Kohli's Second Assignment of Error {¶ 13} In her second assignment of error Kohli argues that her no contest plea was not voluntary because she felt pressured by Detective Woodard to admit to the charges during her interview. This factor, however, does not affect whether a no contest plea was entered voluntarily.

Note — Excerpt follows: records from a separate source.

PR #16796, opened 2025-12-11
Increase default minimum and generated passsword lengths

### LINKED ISSUE #16756: Increase password minimum and generated length defaults
### Summary
Increase default password length and generated password length

### Why is it needed?
The National Institute of Standards and Technology (NIST) has updated its 2025 guidelines, moving away from mandatory resets and complex character requirements towards practices like longer passwords, real-time blocklists, and Multi-Factor Authentication (MFA). 

### Suggested solution(s)
[Security Experts recommend](https://www.army.mil/article/280417/secure_our_world_cecom_recommends_strong_passwords_and_password_managers#:~:text=Length%3A%20The%20longer%20the%20password,16%20characters%20for%20strong%20passwords.) 12-16 character passwords for an optimal balance of convenience and security. 

Minimum length: 12
Generated length: 16 

### Related issue(s)/PR(s)
n/a

opengeek:
### What does it do?
Increases the default minimum and generated password lengths.

### Why is it needed?
The National Institute of Standards and Technology (NIST) has updated its 2025 guidelines, moving away from mandatory resets and complex character requirements towards practices like longer passwords, real-time blocklists, and Multi-Factor Authentication (MFA).

### How to test
Make sure the defaults are respected if you set the values to empty strings in system settings and that new installs get the new default values.

### Related issue(s)/PR(s)
Resolves #16756

### DIFF
--- a/_build/data/transport.core.system_settings.php
+++ b/_build/data/transport.core.system_settings.php
@@ -1240,7 +1240,7 @@ $settings['proxy_username']->fromArray([
 $settings['password_generated_length'] = $xpdo->newObject(modSystemSetting::class);
 $settings['password_generated_length']->fromArray([
   'key' => 'password_generated_length',
-  'value' => 10,
+  'value' => 16,
   'xtype' => 'numberfield',
   'namespace' => 'core',
   'area' => 'authentication',
@@ -1249,7 +1249,7 @@ $settings['password_generated_length']->fromArray([
 $settings['password_min_length'] = $xpdo->newObject(modSystemSetting::class);
 $settings['password_min_length']->fromArray([
   'key' => 'password_min_length',
-  'value' => 8,
+  'value' => 12,
   'xtype' => 'numberfield',
   'namespace' => 'core',
   'area' => 'authentication',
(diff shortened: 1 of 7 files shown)


smg6511:
@opengeek - Giving this a look and testing. I'm doing so on an existing install which scenario begs the question of whether we should also run a db update on the two system settings (perhaps only if their values are the old defaults of 8 and 10); to do so may or may not be a "no-no," in terms of technically altering user data. What do you think? 

That aside, maybe we add a note/warning/info blurb that appears during an _update_ install that alerts users re the new defaults and a gentle suggestion to update existing passwords that don't meet the new criteria.

Not trying to complicate things, it's just that this change would only affect new installs — and it depends on whether that's your only intent with this change.

Oh, only other thing is it'd be good to update the `user_err_password_too_short` lex to inform user of min length. That could be done in a separate fix though if you want ;-)

rthrash:
Given that it should only affect newly created (or reset) passwords, and not existing ones, I vote for updating the settings and letting them know in the readme and/or upgrade UI. Suggesting they address exisitng password lengths is a good idea, also.

opengeek:
The intention here was only to update the system setting defaults for new installations. I do not think assuming existing deployments want the new settings applied is a good idea. As I saw with the unit test failures, if someone had a custom generated length setting that no longer meets the new min length while never changing their install's min length setting, and we update that value, their passwords would fail to generate.

smg6511:
> The intention here was only to update the system setting defaults for new installations.

Ok, in that case this PR is good to go.

smg6511 (approved):

JoshuaLuckers (approved):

{¶ 14} In felony cases, to be constitutionally valid, a plea of no contest must be entered knowingly, intelligently, and voluntarily. State v. Geller (Apr. 7, 2000), 6th Dist. No. OT-99-070, citing State v. Kelly (1991), 57 Ohio St.3d 127. The trial court "must substantially comply with the dictates of Crim.R. 11(C). State v. Nero (1990), 56 Ohio St.3d 106, 108, citing State v. Stewart (1977), 51 Ohio St.2d 86. `Substantial compliance means that under the totality of the circumstances the defendant subjectively understands the implications of his plea and the rights he is waiving.' Id." State v. Richardson (Aug. 10, 2001), 6th Dist. No. L-00-1195.

{¶ 15} In misdemeanor cases where the potential sentence is six months or less, the trial court need not personally address the defendant to determine whether the nature of the charge is understood or whether the plea is being made voluntarily. Statev. Hopkins, 2d Dist. No. 2002 CA 108, 2003-Ohio-5963, at ¶ 16. See also, State v. Henry, 5th Dist. No. 03 COA 024, 2003-Ohio-6048, at ¶ 25. Yet, "[i]n all cases, the judge must inform the defendant of the effect of his plea." State v.Watkins, 99 Ohio St.3d 12, 2003-Ohio-2419, at ¶ 26. See also,State v. Smith, 3d Dist. No. 16-03-17, 2004-Ohio-1953, at ¶ 8.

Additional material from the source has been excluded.